At the Xavier Institute, the New X-Men and students recover from their recent battles. Rockslide learns that he is a psionic entity who draws from the earth to create a golem-like body. Surge kisses Hellion as a means of driving Prodigy away from the danger that seems to surround the team. This pushes David to allow the Stepford Cuckoos to unlock the psychic barriers in his mind that prevented him from remembering all of the information he had absorbed as a mutant; he also ends his relationship with Surge. Elixir slips into a depression because of the overwhelming potential of his powers, and while he is shaken out of it by Loa's advances, the Institute staff fear that he could become "the next Magneto."

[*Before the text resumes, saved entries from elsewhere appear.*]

PR #943, opened 2015-09-06
Fix bug in parsing of Content-Disposition header where an unquoted name at end-of-line sucked in the trailing newline

ggrossman:
Hi,

I've encountered an edge case in the parsing of the multipart `Content-Disposition` header. [RFC2183](https://tools.ietf.org/html/rfc2183) specifies that the parameter value can be either a token or a quoted string, and Rack [supports this](https://github.com/rack/rack/blob/b2d73960e9ea6b8b15321ef190f13a290d1aedf0/lib/rack/multipart.rb#L20). However, the way the `MULTIPART_CONTENT_DISPOSITION` regex is written, if the quotes are left off and the parameter happens to be at the end of the line, the newline character gets sucked in.

Example: Given this input
```
--AaB03x
Content-Type: text/plain
Content-Disposition: attachment; name=inline

true
--AaB03x--
```
The resulting `params` contains `{"inline\r\n" => "true"}`

With this patch, you get the desired result `params = {"inline" => "true"}`

This PR

* Changes the `MULTIPART_CONTENT_DISPOSITION` regex to more exactly represent what is described in RFC2183: either a token (no tspecial chars), or a quoted string.
* Adds a test for this case

### DIFF
--- a/lib/rack/multipart.rb
+++ b/lib/rack/multipart.rb
@@ -17,7 +17,7 @@ module Rack
     BROKEN_QUOTED = /^#{CONDISP}.*;\sfilename="(.*?)"(?:\s*$|\s*;\s*#{TOKEN}=)/i
     BROKEN_UNQUOTED = /^#{CONDISP}.*;\sfilename=(#{TOKEN})/i
     MULTIPART_CONTENT_TYPE = /Content-Type: (.*)#{EOL}/ni
-    MULTIPART_CONTENT_DISPOSITION = /Content-Disposition:.*\s+name="?([^\";]*)"?/ni
+    MULTIPART_CONTENT_DISPOSITION = /Content-Disposition:.*\s+name=(#{TOKEN}|"[^\";]*")/ni
     MULTIPART_CONTENT_ID = /Content-ID:\s*([^#{EOL}]*)/ni
     # Updated definitions from RFC 2231
     ATTRIBUTE_CHAR = %r{[^ \t\v\n\r)(><@,;:\\"/\[\]?='*%]}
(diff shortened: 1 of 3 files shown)


tenderlove:
Ugh, that's no fun.  Will this also support names with quotes in it?  Like if a parameter name legitimately ends with a quote?  I'm afraid the gsub might remove legitimate quotes.

lib/rack/multipart.rb
```diff
@@ -17,7 +17,7 @@ module Multipart
     BROKEN_QUOTED = /^#{CONDISP}.*;\sfilename="(.*?)"(?:\s*$|\s*;\s*#{TOKEN}=)/i
     BROKEN_UNQUOTED = /^#{CONDISP}.*;\sfilename=(#{TOKEN})/i
     MULTIPART_CONTENT_TYPE = /Content-Type: (.*)#{EOL}/ni
-    MULTIPART_CONTENT_DISPOSITION = /Content-Disposition:.*\s+name="?([^\";]*)"?/ni
+    MULTIPART_CONTENT_DISPOSITION = /Content-Disposition:.*\s+name=(#{TOKEN}|"[^\";]*")/ni
```
grosser: it might be more correct to match separately with: `(?:(#{TOKEN})|"([^\";]*)")`
and then not do a gsub!
```
match = head.match(MULTIPART_CONTENT_DISPOSITION)
match[1] || match[2] || head[MULTIPART_CONTENT_ID, 1]
```

grosser: or do `name.gsub!('\A"(.*)"\Z', "\\1")if name.start_with?('"')` since tokens cannot include a quote

ggrossman: What if we use the `VALUE` regex which seems to capture both the token and quoted-string case, and then use your alternate `gsub!`?

grosser: that would work too ... and it's a nice reuse ... also the quoted string is first, which should be more performant for the 99.99% case ...

ggrossman:
Hi @tenderlove! I tweaked the implementation and it will now support embedded quote chars within a name expressed as a quoted-string.

tenderlove:
Great, thank you!

PR #944, opened 2015-09-08
Convenient cache and content type for response generation

ioquatix:
These three convenient methods make it easy to declaratively specify how a response should be structured. For example:

```
response.do_not_cache!

response.cache!

response.content_type = 'text/html'
```

Open to discussion w.r.t. naming, and behaviour. I monkey patch these in which might be fine for my usage, but I thought it could be useful to a wider audience.

### DIFF
--- a/lib/rack.rb
+++ b/lib/rack.rb
@@ -38,6 +38,7 @@ module Rack
   SERVER_ADDR       = 'SERVER_ADDR'.freeze
   SERVER_PORT       = 'SERVER_PORT'.freeze
   CACHE_CONTROL     = 'Cache-Control'.freeze
+  EXPIRES           = 'Expires'.freeze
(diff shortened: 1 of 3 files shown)


ioquatix:
I have rebased this, is it possible to get some feedback? Thanks :)

ioquatix:
I can rebase this again, but is there any point? @sgrif @matthewd

jeremyevans:
These changes look good to me.  They do not appear to affect backwards compatibility, so I would think we could add them in 2.2 (if that is coming before 3.0).  @ioquatix can you rebase against master?

ioquatix:
Ok :)

ioquatix:
Closing in favour of https://github.com/rack/rack/pull/1555

PR #947, opened 2015-09-13
fix rdoc formatting (remove accidental links)

davidrunger:
In several places, the rdoc comments attempt to indicate hash access, for
example `env['rack.input']`, but rdoc interprets this as a link with
text "env" and href="%27rack.input%27/". Wrapping these snippets of hash
access code in `<tt>` tags escapes the link syntax and also renders the
code snippets in monospace.

### DIFF
--- a/lib/rack/request.rb
+++ b/lib/rack/request.rb
@@ -16,12 +16,12 @@ module Rack
       super(env)
     end
 
-    # shortcut for request.params[key]
+    # shortcut for <tt>request.params[key]</tt>
     def [](key)
       params[key.to_s]
     end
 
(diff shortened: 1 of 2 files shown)


davidrunger:
An example of the current problem can be seen here: http://www.rubydoc.info/github/rack/rack/Rack/Request#update_param-instance_method

The last line of the text under `#update_param(k, v) ⇒ Object` currently reads "env is not touched", but it means to say "env['rack.input'] is not touched". The documentation as it is being generated now is very confusing, because parts of "env" *are* touched - so I think that this is an important update to the doc.

tenderlove:
Thanks!

PR #948, opened 2015-09-15
Use standard header for method override.

tylergannon:
The documentation and specs discuss a header called `X-HTTP-Method-Override` for use as the method override signifier, but in practice it's called `HTTP_X_HTTP_METHOD_OVERRIDE`.  This is not in keeping with standard HTTP header naming convention and it also differs from what others are [using](https://github.com/mgonto/restangular#setmethodoverriders).

This pull request adds the standard header `X-HTTP-Method-Override` into the mix and also adds a deprecation warning for those using `HTTP_X_HTTP_METHOD_OVERRIDE`.

I want to request that we move to the same header name that's used elsewhere in the industry.

If someone can tell me where to go to add information to the correct page in rails guides, I'll happily add this there, as the ability to use a header for Method Override is currently undocumented in rails guides.

thanks!

### DIFF
--- a/lib/rack/method_override.rb
+++ b/lib/rack/method_override.rb
@@ -3,7 +3,8 @@ module Rack
     HTTP_METHODS = %w[GET HEAD PUT POST DELETE OPTIONS PATCH LINK UNLINK]
 
     METHOD_OVERRIDE_PARAM_KEY = "_method".freeze
-    HTTP_METHOD_OVERRIDE_HEADER = "HTTP_X_HTTP_METHOD_OVERRIDE".freeze
+    HTTP_METHOD_OVERRIDE_HEADER_DEPRECATED = "HTTP_X_HTTP_METHOD_OVERRIDE".freeze
+    HTTP_METHOD_OVERRIDE_HEADER = "X-HTTP-Method-Override".freeze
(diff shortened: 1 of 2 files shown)


matthewd:
You seem to be confusing the header name with the env hash key name.

tylergannon:
Can you please explain?  How does the header name differ from what's passed into the `:[]` method on the `env` object?  

To my eye, it looks like the actual [header name](https://github.com/rack/rack/blob/master/lib/rack/method_override.rb#L6) is called `HTTP_X_HTTP_METHOD_OVERRIDE`.  Since the name is set in the above link and then referenced [here](https://github.com/rack/rack/blob/master/lib/rack/method_override.rb#L28) 

To clarify: I have found that if I send a method override in a header called `X-HTTP-Method-Override`, nothing happens.  But if I send a header that's called `HTTP_X_HTTP_METHOD_OVERRIDE`, then I get the correct result.

This is important for JSON requests because rack (AFAIK) hasn't loaded JSON so I can't send `_method` as an argument in the body.

matthewd:
https://github.com/rack/rack/blob/master/SPEC#L54-L65

tylergannon:
Thank you!

PR #949, opened 2015-09-16
Replace \t to 2 whitespaces in HISTORY.md

wildjcrt:
Styling PR.
I replace all \t to 2 whitespaces in HISTORY.md.

### DIFF
--- a/HISTORY.md
+++ b/HISTORY.md
@@ -1,74 +1,74 @@
 Fri Sep  4 18:34:53 2015  Aaron Patterson <tenderlove@ruby-lang.org>
 
-	* `Rack::Session::Abstract::ID` IS DEPRECATED.  Please switch to
-	`Rack::Session::Abstract::Persisted`.
-	`Rack::Session::Abstract::Persisted` uses a request object rather than
-	the `env` hash.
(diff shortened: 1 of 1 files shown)


tenderlove:
This is the way that vim generates the changelog entries.  Is there a compelling reason to change this since it means I'll have to figure out how to get vim to generate changelog entries with spaces?

arthurnn:
@tenderlove if you wanna change to emacs :trollface: https://github.com/arthurnn/dotfiles/blob/master/.emacs.d/init.d/setup-etc.el#L23-L26

tenderlove:
I don't understand, this ChangeLog style [came from Emacs](http://www.gnu.org/software/emacs/manual/html_node/emacs/Format-of-ChangeLog.html)

arthurnn:
> this ChangeLog style came from Emacs
Thats right. 

Jokes aside. I dont think this PR adds value to the changelog, it is just the style we were following. So :-1:  i would say.

mig-hub:
You guys managed to mix the editor war and the "tab vs spaces" war in a single thread.
It probably is somebody's wet dream.

PR #953, opened 2015-09-25
Avoid re-calculation in Rack::Builder call method 

jackxxu:
in a simple `config.ru` like this one below, 

``` ruby
require 'rack'

class App
  def initialize(); puts "NEW APP INSTANCE CREATED"; end
  def call(env); [200, {}, [""]]; end
end

app = Rack::Builder.new do
  map '/' do
    run App.new
  end
end

run app
```

each time the builder app receives a new request, a new instance of the App class is created. 

```
[2015-09-25 13:14:06] INFO  WEBrick 1.3.1
[2015-09-25 13:14:06] INFO  ruby 2.2.2 (2015-04-13) [x86_64-darwin14]
[2015-09-25 13:14:06] INFO  WEBrick::HTTPServer#start: pid=93874 port=9292
NEW APP INSTANCE CREATED
127.0.0.1 - - [25/Sep/2015 13:14:08] "GET / HTTP/1.1" 200 - 0.0014
NEW APP INSTANCE CREATED
127.0.0.1 - - [25/Sep/2015 13:14:09] "GET / HTTP/1.1" 200 - 0.0003
```

This is not efficient, as the `#to_app` method is invoked to re-calculate the mapped stack for each request. 

This PR simply caches the `#to_app` value in the `call` method.

alternatively, use `Rack::Builder.app` method.

### DIFF
--- a/lib/rack/builder.rb
+++ b/lib/rack/builder.rb
@@ -150,7 +150,7 @@ module Rack
     end
 
     def call(env)
-      to_app.call(env)
+      (@_app ||= to_app).call(env)
     end
 
     private
--- a/test/spec_builder.rb
+++ b/test/spec_builder.rb
@@ -180,6 +180,19 @@ describe Rack::Builder do
     end.must_raise(RuntimeError)
   end
 
+  it "doesn't dupe #to_app when mapping" do
+    app = builder do
+      map '/' do |outer_env|
+        run lambda { |env|  [200, {"Content-Type" => "text/plain"}, [object_id.to_s]] }
+      end
+    end
+
+    builder_app1_id = Rack::MockRequest.new(app).get("/").body.to_s
+    builder_app2_id = Rack::MockRequest.new(app).get("/").body.to_s
+
+    assert_equal builder_app2_id, builder_app1_id
+  end
+
   describe "parse_file" do
     def config_file(name)
       File.join(File.dirname(__FILE__), 'builder', name)


mig-hub:
@jackxxu, this is exactly what the method #to_app is for. In your example you don't use the Rack::Builder class correctly. You should use the #to_app method or use "app" instead of "new".

What you have is only an instance of Rack::Builder, not an app. I know it sounds a bit confusing, especially when you can actually run it, but it makes a difference.

mig

jackxxu:
@mig-hub, thanks for the response. if that is the case, i think that might be a violation of the principle of least surprise (different from how middlewares are normally initialized). after all, https://github.com/rack/rack/blob/master/lib/rack/builder.rb#L7-L15 uses `new` in an example provided in Builder itself.

mig-hub:
Well technically it does not violate the principle of least surprise because it does work.

The example you are referring to would probably be better off using the #app method, you are right.
The second example does, the one below.

I am not blaming you by the way because this is tricky.

That beeing said, forgive me if you already know because I don't know how well you know rack, but one rarely uses `Rack::Builder` like this directly. A `rackup` file is already encapsulated in a `Rack::Builder` app object.

Your example would actually be written like this:

```
class App
  def initialize(); puts "NEW APP INSTANCE CREATED"; end
  def call(env); [200, {}, [""]]; end
end

map '/' do
  run app
end
```

No need to require rack either since it is a `rackup` file.
A `rackup` file is not a standalone ruby file.
It is injected inside a `Rack::Builder` block.
for example by the `rackup` command when you run it.
This is done with this method which receives the content of your `config.ru` file:
https://github.com/rack/rack/blob/master/lib/rack/builder.rb#L48-L51

I personally only used it in the code of other middlewares.

Maybe you already knew and it was only for the sake of the example, I don't know.
But I hope it clarifies things a bit.

Cheers,
mig

jackxxu:
:) although, I am not sure I follow the logic of why it is technically not a violation of least surprise, just because "it does work" even though you mentioned it is confusing. 

i do understand the rack server code, but are there incidents where there may be nested maps, or need to create Builder app instances? 

It will create confusion to a user, no matter how rare it is.

mig-hub:
@jackxxu, I don't want to fall into a "definition" argument because that is just sterile and brings us nowhere. For me a violation of least surprise would mean that it breaks unexpectedly, if you think differently then I won't argue with that.

Now I said it is "confusing", as in it is not easy to grasp immediately. Rack is based on a meta/modular/nested  concept and each time I tried to explain it to another developer, I always struggled a bit. But Rack is still to me a good example of "complex vs complicated", because it is still based on basic concepts.

Now to be proactive, I completely understand the purpose of your pull request but there are 2 problems to it. 

First it does not pass the CI test (that thing with a big red cross below), which means that your code fails the tests with a certain type of OS, or with a certain version of Ruby. Therefore it is not a patch that the committers can merge in its current state.

The second and most important problem, is that you are actually trying to replicate what the `self.app` method is doing. The difference is that the `self.app` allows you to instantiate when you start your server, whereas your version is instantiating on the first request, a bit like a cache.

Now you still can argue that it would be good to make it bulletproof and always cache in any circumstances. I am not necessarily crazy about this because there may be a problem with this for tests or for using a reloader , or maybe it is just me because I want too much control, but if you want to do another version, then it makes more sense to cache the value in `#to_app` itself, not in `#call`. Having caching of the object done when you call this object.

At least if you do a version which passes the CI, you'll have more chances of getting a feedback from a maintainer who will discuss with you the pros and cons of your solution.

Cheers,
mig

raggi:
I have had to squash patches for this so many times. We need to add a doc comment.

This breaks reloader use cases, and it works this way by design. `to_app` is for production use.

ioquatix:
Duplicate of https://github.com/rack/rack/pull/834

raggi:
This just regressed `Rack::Reloader`

This should be rolled back.

See my comments on all the related issues and PRs that stated this.

raggi:
@rafaelfranca ^^^^

rafaelfranca:
Oh! Now I got you comment. Reverted.

matthewd:
Can we add a test to defend the desired behaviour?

rafaelfranca:
Yeah, that is what I'm working right now. Since this is desired behavior this and related PR can be closed.

perlun:
For reference, the added test is here, if I parse this right: https://github.com/rack/rack/commit/ab008307cbb805585449145966989d5274fbe1e4

PR #962, opened 2015-10-22
adding HTTP status codes

tilo:
adding some missing HTTP status codes


perlun:
Looks sane enough to me. Could we get someone to merge this?

gioele:
With the exception of 418, all these status codes are not defined in any RFC and some of them (for example 420) are used by various frameworks with diverging meanings.

talent-io:
Sorry to jump in this 2 years and a half later. 

I was actually looking for 418 error code, and it seems it's actually been removed by https://github.com/rack/rack/pull/933. So I guess this PR can now be closed :).

rafaelfranca:
@gioele is right. We can't add to rack if they are not in the RFCs. Thank you.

Meanwhile, the Purifiers, now led by Matthew Risman, lure Predator X into pursuing Dust, causing it to change direction towards Alaska.

===Messiah Complex===

Issues #44-46

Following the detection of a new mutant in Alaska, Cyclops tells the new X-Men that they are being held back from action. Disobeying his orders, several of the New X-Men, confront the Purifiers in Washington. As they're engaged in combat with them, Lady Deathstrike and her Reavers appear, and badly wound Hellion. They manage to escape due to the intervention of the undercover Rictor. Returning to the mansion for medical help, the students come under attack from Predator X, who had been feasting on the remains of the students buried on the grounds. Confronted by Armor and Gentle, they try to keep the monster back from the medical bay. Pixie remembers that X-23 was able to kill one of the Predators in their first encounter and attempts to teleport it to Laura. However, her spell misfires and she teleports all the present students, Predator X, Beast and Nightcrawler to Muir Island, where X-23 and the rest of X-Force and the X-Men were in battle with the Marauders. During the final battle, Cyclops pits the New X-Men against the Marauders, realising the team would be unfamiliar with the abilities of the students. The resulting fight goes to plan, Pixie stabbing the Malice-possessed Omega Sentinel and Dust attacking Exodus internally while Emma Frost distracts him with a telepathic battle.